Analytical techniques in patent studies include:

- Bibliometrics, including citation and co-invention analysis;
- Patent mapping, such as overlay maps, clustering, and heatmaps;
- Machine learning, using NLP for classification and topic modeling, with recent advances leveraging Large language models (LLMs) for prior art search, semantic analysis, and even the application of complex patent regulations,with deep learning methods specifically enhancing comprehensive prior art retrieval;
- Network analysis, visualizing collaborations, citation networks, and semantic relationships.

Typically patent analytics teams work with R&D departments, patent attorneys, with related information feeding into IP, corporate and business strategy decisions.

== Data sources and tools ==
Patent databases are used to retrieve/search individual records. Patent data can be accessed through open platforms such as WIPO's Patentscope, EPO's Espacenet, the USPTO bulk data portal, national patent office databases or Lens.

Statistical datasets are designed for large-scale quantitative analysis. For large-scale analysis, EPO’s PATSTAT specifically is a database for statistical analysis of worldwide patent data, and it supports linking patent information to harmonized applicant names, geographic information and sector classifications. It offers structured data exports compatible with statistical software. Other statistical datasets include OECD patent statistics and WIPO Statistics.

Analytical platefofms provide normalization, visualization, semantic search etc. Commercial platforms like Derwent Innovation, Orbit Intelligence, and Lens.org offer enhanced search, normalization, and visualization capabilities.
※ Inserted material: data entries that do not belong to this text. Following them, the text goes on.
PR #16318, opened 2025-01-12
feat(mobile): update FW alert on Home + remote feature flag

Nodonisko:
## Description

1. Added update alert box to Homescreen
2. Added remote feature flag for message system to disable => tested with local JWS config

== Combining patents data with other sources ==
Patent data can be combined with other sources to provide additional context or enable analyses that cannot be performed using patent data alone. These sources can include: scientific publications, company and financial information, market data, standards, clinical-trial data, regulatory information etc. Recent research emphasizes integrating patent analytics with scientific publication data, market data, and standards to build multi-dimensional technology intelligence systems. Patent analytics also plays a critical role in sustainability assessments, pharmaceutical innovation, green technologies, and artificial intelligence trend monitoring, as evidenced by major reports on innovation in clean energy technologies, and through specific patent analyses leveraging AI to identify climate change mitigation trends. The field further offers critical insights into global trends in biotechnology innovation, often revealing significant growth and emerging frontiers in areas like genetic engineering and AI-integrated biotech tools.

== Limitations ==
Patent data is sometimes considered as direct proxy for innovation. But patent statistics do not directly measure innovation. Not all inventions are patented, and the propensity to patent varies between industries, organizations and countries. Patent counts may therefore reflect differences in patenting strategies as well as differences in technological activity. Some technologies are more likely to be patented than others. A large number of patent applications doesn't necessarily mean a large number of commercially significant inventions. Applicant names, inventors, classifications and legal-status information can also contain inconsistencies. A published application, granted patent, expired patent and abandoned application should not be treated as equivalent. Patent data reflect where applicants choose to seek protection, not necessarily where inventions are developed or products are manufactured.